Reply to this email directly, view it on GitHub, or mute the thread.
|
@wadejong Could you post the Gaussian basis JSON format please? No rush. Thanks! |
I added a directory Basis_Sets with an example Gaussian basis JSON file and
also an example that has an ECP in it to the QC_JSON repository.
…On Tue, Aug 22, 2017 at 8:35 AM, Toon Verstraelen ***@***.***> wrote:
@wadejong <https://github.com/wadejong> Could you post the Gaussian basis
JSON format please? No rush. Thanks!
—
You are receiving this because you were mentioned.
Reply to this email directly, view it on GitHub
<#12 (comment)>,
or mute the thread
<https://github.com/notifications/unsubscribe-auth/AGa9cs-lOecMbsuiAWTC5lHyyRyZ6pXfks5savVGgaJpZM4O7Q7s>
.
|
@wadejong Thanks! It seems that these JSON files have a purpose comparable to the EMSL XML scheme, i.e. describing basis functions for atoms. This is typically the input one would give to a QC code, which is somewhat different from the problem I'm trying to address, how to represent the molecular basis set in the output of a QC calculation. (See comment above on XML scheme.) After going through the https://github.com/MolSSI/QC_JSON_Schema/commit/ce3230167f4cc1276f1ff1128ff9c17b9759cdea, I wondered if it is preferable to work with dictionaries to represent the shells? I'm the idea above, I've just used a list in which the order of the elements fixes their meaning. That is not as self-explaining but it makes the JSON more compact. |
@tovrstra I mihgt be missing sth, but didn't we decide to represent |
I have been working on this in Chemical JSON, and use a number of related arrays to arrange the data in linear arrays following the large array convention we decided to adopt. We have a We have been able to use this along with coordinate sets and multiple MO coefficient arrays to animate a series of calculations where multiple calculations were performed on a system as it bonded. |
@cryos Thanks for the information! I have a few small questions: Is there a detailed description of this JSON format, e.g. also including normalization conventions of primitives and contracted basis functions? Would you have a smaller example too? (E.g. for testing purposes.) Which implementations can already write Chemical JSON or read it for visualization and post-processing? How does Chemical JSON handle generalized contractions? |
Coming back to this, we added a basis input specification from @bennybp which is a mimic of the data structure used in the new Basis Set Exchange. As a note this has been added here. This covers all use cases extant in the BSE and should provide good coverage of what is out there (@bennybp may have a few items to add). I believe the only item that does not exist is ordering. For ordering I am leaning a bit towards simply providing ordering arrays as per CCLib. I believe the only other viable option would be the CCA standard? |
Either of these options seems reasonable.
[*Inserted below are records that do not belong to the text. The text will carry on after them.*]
PR #37, opened 2018-08-08
Use giantswarm/backoff

rossf7:
Just updating to use the new library.


integration/test/basic/main_test.go
```diff
@@ -31,8 +31,9 @@ func init() {
 		c := framework.HostConfig{
 			Logger: logger,
 
-			ClusterID:  "someval",
-			VaultToken: "someval",
+			ClusterID:       "someval",
+			TargetNamespace: "default",
```
rossf7: Setting the namespace due to the e2e-harness change.

PR #38, opened 2018-08-09
Remove setting target namespace

rossf7:
Not needed due to https://github.com/giantswarm/e2e-harness/pull/114 ❤️


rossf7:
OK works better now I actually updated vendor!

PR #39, opened 2018-08-20
Expose PingTiller

fgimenez:
Towards https://github.com/giantswarm/giantswarm/issues/3925

Makes available PingTiller to external consumers of the library, this will be useful to create an alert on Tiller unreachable.


fgimenez:
Good catch! Added to the interface too.

PR #41, opened 2018-08-29
Set helm init's max history param

fgimenez:
Aims to prevent an unlimited number of previous release versions to be stored. See https://gigantic.slack.com/archives/C02MS174K/p1535545641000100

### DIFF
--- a/helmclient.go
+++ b/helmclient.go
@@ -192,6 +192,7 @@ func (c *Client) EnsureTillerInstalled() error {
 	{
 		o := &installer.Options{
 			ImageSpec:      tillerImageSpec,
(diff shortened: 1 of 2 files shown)


pipo02mix:
Does it affect existing tiller installations?

fgimenez:
> Does it affect existing tiller installations?

I don't think so, this will only be set while initializing tiller.

> Also at some point we'll need to be able to upgrade the tiller pod version. Should we have an issue for that?

Indeed, we should update the client dependencies too when we bump tiller version, good to have an issue for tracking.

pipo02mix:
This helps with https://github.com/giantswarm/giantswarm/issues/4064

PR #44, opened 2018-09-18
return tillerNotFound error

kopiczko:
... instead of meaningless pod not found.

Towards https://github.com/giantswarm/giantswarm/issues/4059.

Again this allows to build idempotent code around that function call.

### DIFF
--- a/helmclient.go
+++ b/helmclient.go
@@ -543,7 +543,9 @@ func (c *Client) newTunnel() (*k8sportforward.Tunnel, error) {
 	}
 
 	podName, err := getPodName(c.k8sClient, tillerLabelSelector, c.tillerNamespace)
-	if err != nil {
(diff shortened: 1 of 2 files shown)


helmclient.go
```diff
@@ -583,7 +585,7 @@ func getPodName(client kubernetes.Interface, labelSelector, namespace string) (s
 		return "", microerror.Maskf(tooManyResultsError, "%d", len(pods.Items))
 	}
 	if len(pods.Items) == 0 {
-		return "", microerror.Maskf(podNotFoundError, "%s", labelSelector)
+		return "", microerror.Maskf(notFoundError, "%s", labelSelector)
```
kopiczko: `tooManyResultsError` error was generic one. This was specific. I think this method is so well scoped that returning generic error makes more sense here.

PR #47, opened 2018-09-27
Ping helm version to 2.8.2

tuommaki:
`=` prefix was missing from Helm version pinning. Added it and
"downgraded" Helm to correct version.


Gopkg.toml
```diff
@@ -84,7 +84,7 @@ required = [
 
 [[constraint]]
   name = "k8s.io/helm"
-  version = "2.8.2"
+  version = "=2.8.2"
```
tuommaki: https://golang.github.io/dep/docs/Gopkg.toml.html#version-rules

There was a lot of support for just doing CCA at the recent ACS symposium - anecdotal, but.... |
@dgasmith Could you post a link to the CCA standard? Thanks. |
Thanks. I'll come back to it later. |
At the very least we could recommend the CCA ordering even if we support others. It would make things simpler in many cases. |
I would not mind fixing the ordering of basis functions and related conventions in QCSchema, as long as it is all clearly defined. Something like "the same as in program ABC" is not good enough because most other programs never explicitly define their conventions. Here are some examples of potential sources of confusion from the codes mentioned above (not meant as criticism, just to illustrate):
Can we include in the QCSchema documentation or definition the following information?
|
@twindus Do you have the CCA order for spherical basis sets? I think its 0, -/+ 1, ... On that particular topic there is the fun question of what to do with I am leaning a bit back towards saying that the AO quantities must be in CCA order. It puts slightly more onus on the generation of the schema data, but makes everything downstream much easier to handle. We can supply translation routines in QCElemental/QCEngine that can handle this.
|
Regarding ORCA, it could be specifically an issue in their routines to write out Molden files. When we read in Molden files with apparently incorrectly normalized orbitals, we run a series of checks to detect common deviations from the original file format. Orca has a sign change in pure AO functions from m>=3 on, which could (or not) reflect their internal conventions. Our settings for reading ORCA Molden files can be found here: https://github.com/theochem/iodata/blob/master/iodata/formats/molden.py#L393 |
From discussion with @wadejong and @cryos this week at Berkeley I think we are leaning towards having purely the CCA standard within the schema. This puts some additional effort upfront, but ultimately makes things far simpler. Looking at the CCA standard (https://onlinelibrary.wiley.com/doi/epdf/10.1002/jcc.20815) the spherical ordering is L, ..., 0, ..., -L. However, the libint documentation appears to describe the CCA ordering as -L, ..., 0, ..., L. |
the CCA specification of the solid harmonics ordering in our paper is incomplete and thus I cannot conclude whether what libint implemented is “correct” or “not”, e.g. it does not specify what according to this libint implements what the de-facto CCA standard defining code (MPQC2) defined: https://github.com/ValeevGroup/mpqc/blame/19ad332791d5966c98420d926364d68aeec859ae/src/lib/chemistry/qc/basis/transform.cc#L101 so I think this is what the de-facto CCA order is, since the specification in the paper is (unfortunately) incomplete |
@dgasmith @evaleev Thanks for sharing the info. I agree, even when stating the ordering is |
Sure. Attribution would be helpful. When are you planning to release the
schema?
…On Wed, Jun 5, 2019, 11:42 AM Daniel Smith ***@***.***> wrote:
@evaleev <https://github.com/evaleev> Can we borrow these definitions
from your living wikipedia page? @tovrstra <https://github.com/tovrstra>
could you work on writing up the format if this is the case?
—
You are receiving this because you were mentioned.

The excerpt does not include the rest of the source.